Stored items:

□ □ □ □ □

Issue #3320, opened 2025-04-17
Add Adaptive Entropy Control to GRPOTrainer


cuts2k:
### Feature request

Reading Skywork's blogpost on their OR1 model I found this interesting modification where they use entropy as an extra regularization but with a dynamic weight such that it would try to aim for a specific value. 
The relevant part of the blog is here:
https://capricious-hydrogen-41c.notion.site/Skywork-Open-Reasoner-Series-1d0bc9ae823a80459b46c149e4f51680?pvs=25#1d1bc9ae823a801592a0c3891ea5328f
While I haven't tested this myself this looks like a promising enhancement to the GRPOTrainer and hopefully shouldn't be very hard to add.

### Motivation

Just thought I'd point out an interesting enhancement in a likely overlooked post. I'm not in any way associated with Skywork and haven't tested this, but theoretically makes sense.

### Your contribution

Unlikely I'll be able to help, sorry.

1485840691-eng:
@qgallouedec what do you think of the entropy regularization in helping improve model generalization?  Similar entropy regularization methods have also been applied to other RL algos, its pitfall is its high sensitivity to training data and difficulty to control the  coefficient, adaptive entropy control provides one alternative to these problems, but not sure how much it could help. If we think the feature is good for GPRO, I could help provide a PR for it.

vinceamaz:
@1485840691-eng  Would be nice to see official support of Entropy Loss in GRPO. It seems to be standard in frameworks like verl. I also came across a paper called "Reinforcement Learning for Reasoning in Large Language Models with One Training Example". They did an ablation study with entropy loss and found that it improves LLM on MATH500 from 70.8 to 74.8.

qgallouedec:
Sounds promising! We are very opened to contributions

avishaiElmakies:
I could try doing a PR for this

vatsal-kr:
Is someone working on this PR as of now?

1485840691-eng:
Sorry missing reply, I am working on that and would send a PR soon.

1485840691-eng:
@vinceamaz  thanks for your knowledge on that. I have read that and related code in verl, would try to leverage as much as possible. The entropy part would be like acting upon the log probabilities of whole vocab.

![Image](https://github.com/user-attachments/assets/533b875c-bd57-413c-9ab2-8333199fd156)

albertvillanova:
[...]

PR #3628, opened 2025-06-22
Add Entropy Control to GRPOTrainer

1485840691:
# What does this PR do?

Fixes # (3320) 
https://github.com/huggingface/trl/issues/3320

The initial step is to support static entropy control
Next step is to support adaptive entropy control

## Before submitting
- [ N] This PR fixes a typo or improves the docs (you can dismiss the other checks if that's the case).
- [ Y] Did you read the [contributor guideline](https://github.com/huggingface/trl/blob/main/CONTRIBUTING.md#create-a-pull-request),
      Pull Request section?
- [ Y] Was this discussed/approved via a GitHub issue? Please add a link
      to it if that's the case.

□ □ □ □ □

■ To do ■
Each record above should be set down again in its exact wording.

■ Worked solution ■
Issue #3320, opened 2025-04-17
Add Adaptive Entropy Control to GRPOTrainer


cuts2k:
### Feature request

Reading Skywork's blogpost on their OR1 model I found this interesting modification where they use entropy as an extra regularization but with a dynamic weight such that it would try to aim for a specific value. 
The relevant part of the blog is here:
https://capricious-hydrogen-41c.notion.site/Skywork-Open-Reasoner-Series-1d0bc9ae823a80459b46c149e4f51680?pvs=25#1d1bc9ae823a801592a0c3891ea5328f
While I haven't tested this myself this looks like a promising enhancement to the GRPOTrainer and hopefully shouldn't be very hard to add.

### Motivation

Just thought I'd point out an interesting enhancement in a likely overlooked post. I'm not in any way associated with Skywork and haven't tested this, but theoretically makes sense.

### Your contribution

Unlikely I'll be able to help, sorry.

1485840691-eng:
@qgallouedec what do you think of the entropy regularization in helping improve model generalization?  Similar entropy regularization methods have also been applied to other RL algos, its pitfall is its high sensitivity to training data and difficulty to control the  coefficient, adaptive entropy control provides one alternative to these problems, but not sure how much it could help. If we think the feature is good for GPRO, I could help provide a PR for it.

vinceamaz:
@1485840691-eng  Would be nice to see official support of Entropy Loss in GRPO. It seems to be standard in frameworks like verl. I also came across a paper called "Reinforcement Learning for Reasoning in Large Language Models with One Training Example". They did an ablation study with entropy loss and found that it improves LLM on MATH500 from 70.8 to 74.8.

qgallouedec:
Sounds promising! We are very opened to contributions

avishaiElmakies:
I could try doing a PR for this

vatsal-kr:
Is someone working on this PR as of now?

1485840691-eng:
Sorry missing reply, I am working on that and would send a PR soon.

1485840691-eng:
@vinceamaz  thanks for your knowledge on that. I have read that and related code in verl, would try to leverage as much as possible. The entropy part would be like acting upon the log probabilities of whole vocab.

![Image](https://github.com/user-attachments/assets/533b875c-bd57-413c-9ab2-8333199fd156)

albertvillanova:
[...]

PR #3628, opened 2025-06-22
Add Entropy Control to GRPOTrainer

1485840691:
# What does this PR do?

Fixes # (3320) 
https://github.com/huggingface/trl/issues/3320

The initial step is to support static entropy control
Next step is to support adaptive entropy control

## Before submitting
- [ N] This PR fixes a typo or improves the docs (you can dismiss the other checks if that's the case).
- [ Y] Did you read the [contributor guideline](https://github.com/huggingface/trl/blob/main/CONTRIBUTING.md#create-a-pull-request),
      Pull Request section?
- [ Y] Was this discussed/approved via a GitHub issue? Please add a link
      to it if that's the case.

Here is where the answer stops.